# calcutta te 200 gt vs. 200gtb



## ichiban

Okay, I've looked thru the net for reviews of these reels and I can't tell what the difference is between them? Someone out there tell me!


----------



## fishnstringer

*I've got several of the Calcuttas,*

and although all of mine are left handed models I'm of the opinion from reading on the Shimano site and other marketing sites the difference in the two models is the GTB model has anti rust bearings. It appears the GT model is an older model and the B model is the latest model with the new bearing. If you have the older model 200GT it can be upgraded by simply changing out the bearings for the newer anti rust bearing.
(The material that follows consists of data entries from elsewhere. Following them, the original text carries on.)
Issue #3079, opened 2024-02-01
[Meta] `SlidingSyncRoom` tech debt


Hywan:
We have a non-neligeable tech debt about `matrix_sdk::sliding_sync::SlidingSyncRoom`.

It holds data that are not shared with the `matrix_sdk::Room`. Ideally, we want `SlidingSyncRoom` to _not_ exist.

The idea is to clean this as much as possible.

---

Blocked by:

* We need the event cache (#3058) to have a storage, so that we can get rid off `SlidingSyncRoom::timeline_queue`,
* [x] https://github.com/matrix-org/matrix-rust-sdk/pull/3166
* [x] https://github.com/matrix-org/matrix-rust-sdk/pull/3512

PR #3540, opened 2024-06-13
Fix UI roomlist latest event

Hywan:
This patch is twofold:

* It updates `matrix_sdk_ui::room_list_service::Room::latest_event` to fetch the latest event from `matrix_sdk::Room` instead of `matrix_sdk::sliding_sync::SlidingSyncRoom`. It removes one dependency to `SlidingSyncRoom` and it simplifies the code.
* It removes the `matrix_sdk_ui::timeline::SlidingSyncRoomExt` trait 🎉.

---

* Address https://github.com/matrix-org/matrix-rust-sdk/issues/3079


crates/matrix-sdk-ui/src/room_list_service/room.rs
```diff
@@ -154,22 +154,32 @@ impl Room {
     /// contains a local event. Otherwise, it comes from the cache. This method
     /// does not fetch any events or calculate anything — if it's not
     /// already available, we return `None`.
+    ///
+    /// Reminder: this method also returns `None` is the latest event is not
+    /// suitable for use in a message preview.
     pub async fn latest_event(&self) -> Option<EventTimelineItem> {
         // Look for a local event in the `Timeline`.
```
bnjbvr, line 161: nit: this comment needs a change too, now it's local or remote.

crates/matrix-sdk-ui/src/room_list_service/room.rs
```diff
@@ -154,22 +154,32 @@ impl Room {
     /// contains a local event. Otherwise, it comes from the cache. This method
```
bnjbvr, line 154: nit: comment needs an update here too.

We could also improve the comment by saying that the timeline may contain more info than the cache, since it may have ran some back-pagination (as I was wondering why we would use the latest event from the timeline rather than the cache).

bnjbvr (approved):
Fare thee well `SlidingSyncRoomExt`! This refactoring makes me happy, thanks.

crates/matrix-sdk-ui/src/room_list_service/room.rs
Hywan: Indeed, thanks.

crates/matrix-sdk-ui/src/room_list_service/room.rs
Hywan: Yup!

PR #3541, opened 2024-06-13
chore(ffi): Remove `RoomInfo::latest_event`

Hywan:
This patch removes `RoomInfo::latest_event`. To get the latest event,
one has to use `RoomListItem::latest_event` because it supports
local events and remote events. It was supposed to be the case of
`Room::room_info` too, but only when the method was called: Once the
`RoomInfo` was created, the latest event inside `RoomInfo`
was static, not dynamic. Also, this code wasn't tested
contrary to `RoomListItem::latest_event` which uses
`matrix_sdk_ui::room_list_service::Room::latest_event` which is itself
tested.

---

* Based on https://github.com/matrix-org/matrix-rust-sdk/pull/3540. It must be merged after #3540 is merged. Please review only the last commit.

### DIFF
--- a/bindings/matrix-sdk-ffi/src/room.rs
+++ b/bindings/matrix-sdk-ffi/src/room.rs
@@ -32,7 +32,7 @@ use crate::{
     room_info::RoomInfo,
     room_member::RoomMember,
     ruma::{ImageInfo, Mentions, NotifyType},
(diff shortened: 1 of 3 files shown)


bnjbvr (approved):
yay! (Please make sure to address the review comments on the base PR.)

PR #3551, opened 2024-06-13
feat(ui): `RoomListService::room` is no longer async!

Hywan:
This patch is twofold:

* it updates `room_list_service::Room::new` to take a `&Client` and a `&RoomId` instead of a `SlidingSyncRoom`. The `SlidingSyncRoom` is only used in `Room::default_room_timeline_builder` and is fetched there from the `SlidingSync` instance lazily. It confines the `SlidingSyncRoom` to one single method for `Room` now.
* it makes `RoomListService::room` synchronous. It no longer reads a `SlidingSyncRoom` from `SlidingSync`, then it not needs to be async anymore. This patch replaces the `RwLock` of `RoomListService::rooms` from `tokio::sync` to `std::sync`.

--- 

* Address https://github.com/matrix-org/matrix-rust-sdk/issues/3079

### DIFF
--- a/crates/matrix-sdk-ui/src/room_list_service/mod.rs
+++ b/crates/matrix-sdk-ui/src/room_list_service/mod.rs
@@ -69,7 +69,7 @@ mod state;
 use std::{
     future::ready,
     num::NonZeroUsize,
-    sync::{Arc, RwLock},
+    sync::{Arc, Mutex as StdMutex},
     time::Duration,
 };
 
@@ -114,7 +114,7 @@ pub struct RoomListService {
     state: SharedObservable<State>,
 
     /// Room cache, to avoid recreating `Room`s every time users fetch them.
-    rooms: Arc<RwLock<RingBuffer<Room>>>,
+    rooms: Arc<StdMutex<RingBuffer<Room>>>,
 
     /// The current viewport ranges.
     ///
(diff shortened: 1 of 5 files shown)


crates/matrix-sdk-ui/src/room_list_service/mod.rs
```diff
@@ -435,7 +437,7 @@ impl RoomListService {
 
         let room = Room::new(&self.client, room_id, &self.sliding_sync)?;
 
-        self.rooms.write().await.push(room.clone());
+        self.rooms.write().unwrap().push(room.clone());
```
bnjbvr, line 440: Preexisting: this has one subtle race conditions, when two callers call around the same time and there's no cache hit in `self.rooms`. After taking the write-lock, you need to check for the room being there again, probably before calling `Room::new()`.

An alternative is also to take the lock as writable from the beginning, and keep it for the entire function's body.

bnjbvr (approved):
IT'S HAPPENING :partying_face: 

I spotted a potential race condition that we could fix while we're touching this code, can you fix it before merging please?

crates/matrix-sdk-ui/src/room_list_service/mod.rs
Hywan: You're right! Let's change the `RwLock` for a `Mutex` then. It's now cheap to create a `Room`, which wasn't the case before because of the `.await` point.

PR #3068, opened 2024-01-29
feat(base): Implement `Client::rooms_stream`

Hywan:
This patch defines the basis to get client-side sorting inside the `RoomList`. The first step is to get a `Stream` of `Room` from a `Client`, and this is what this patch does! It's only for non-wasm targets.

It's built on top of https://github.com/matrix-org/matrix-rust-sdk/pull/3561 to avoid Clippy warnings.

---

Blocked by:

* https://github.com/jplatte/eyeball/pull/43
* ~https://github.com/matrix-org/matrix-rust-sdk/issues/3079~

PR #3552, opened 2024-06-13
feat(base): Make `Store::get_rooms` wayyy faster

Hywan:
`Store::get_rooms` worked as follows: For each room ID, call

* Take the read lock for `rooms`,
* For each entry in `rooms`, take the room ID (the key), then call `Store::get_room`, which…
* Take the read lock for `rooms`,
* Based on the room ID (the key), read the room (the value) from `rooms`.

So calling `get_rooms` calls `get_room` for each room, which takes the lock every time.

This patch modifies that by fetching the values (the rooms) directly from `rooms`, without calling `get_room`.

In my benchmark, it took 1.2ms to read 10'000 rooms. Now it takes 542µs. Performance time has improved by -55.8%.

---

* Extracted from https://github.com/matrix-org/matrix-rust-sdk/pull/3068

### DIFF
--- a/crates/matrix-sdk-base/src/store/mod.rs
+++ b/crates/matrix-sdk-base/src/store/mod.rs
@@ -142,6 +142,7 @@ pub(crate) struct Store {
     session_meta: Arc<OnceCell<SessionMeta>>,
     /// The current sync token that should be used for the next sync call.
     pub(super) sync_token: Arc<RwLock<Option<String>>>,
+    /// All rooms the store knows about.
     rooms: Arc<StdRwLock<BTreeMap<OwnedRoomId, Room>>>,
     /// A lock to synchronize access to the store, such that data by the sync is
     /// never overwritten.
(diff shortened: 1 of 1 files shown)


bnjbvr (approved):
Nice! (Would be nice to have a formal benchmark for this, that we can run with `cargo-bench`, but the change is so obvious and trivial…)

Can you also fix `get_rooms_filtered`, while you're at it, please? It does something similar.

Hywan:
`get_rooms_filtered` is updated as part of #3068 (this commit is extracted from #3068) with a `filter_map` and so on, it's a bit different. Let's focus on `get_rooms` for the moment.

About the benchmark, I've sadly lost it! Never run `git stash clear` without being careful… I'll re-add it later with #3068 I believe.

Hywan:
`rooms_filtered ` is fixed in https://github.com/matrix-org/matrix-rust-sdk/pull/3554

Just my $.02.


----------



## ichiban

Thanks for the reply fishnstringer but I suspect there may be more. Both are shown as distinctive models by Shimano, with the TE models being more expensive than the Gtb models. Both are also shown with ARB. I appreciate your reply.


----------



## hippyfisher

There are several things that are different. Minor differences, but diff none the less. On shimano's site you can compare them side by side. That would be much easier than anyone listing them. The gtb does actually have more arb's than the TE in the 200 model. I have a gtb and it performs flawlessly, i've never fished with a TE but it would be hard to convince me its worth the extra $.


----------



## Bantam1

The CTE has our HEG gearing, a slightly lighter spool, one piece frame and set plate and a lower recessed reel foot. The CTE reels are much more refined than the normal Calcutta models. The Calcutta reels are tough as can be and very nice, the CTE's are just a little nicer. Its like comparing a Ford to a Lincoln I suppose.


----------



## ichiban

Thank you Bantam1. Got a chance to use the TE this past week. Fishing wasn't good but it is a very smooth reel.


----------



## BATWING

I have both and like them very much. I mainly fish with the T model and it feels better to fish with out of the two but I'm also using two different rods. It may just be in my head but I think having one of the best reels in my hands add to my confidence while presenting plastic . 

What ever works right?


----------



## ichiban

Thanks Batwing. I picked up the TE from a pawnshop. I fish with curado's, calcutta's, and Penns (955, 965). This reel is one of the best I've used. Drag is as good as the Penns and casting efficency is way up there. I was surprised at the msrp on the reel. Having been a victim of reel theft I am cautious about buying from pawnshops. This reel came from Bellaire in Houston and I know all their stuff is checked out by Bellaire PD. Good fishing to all of you and thank you to all of you.


----------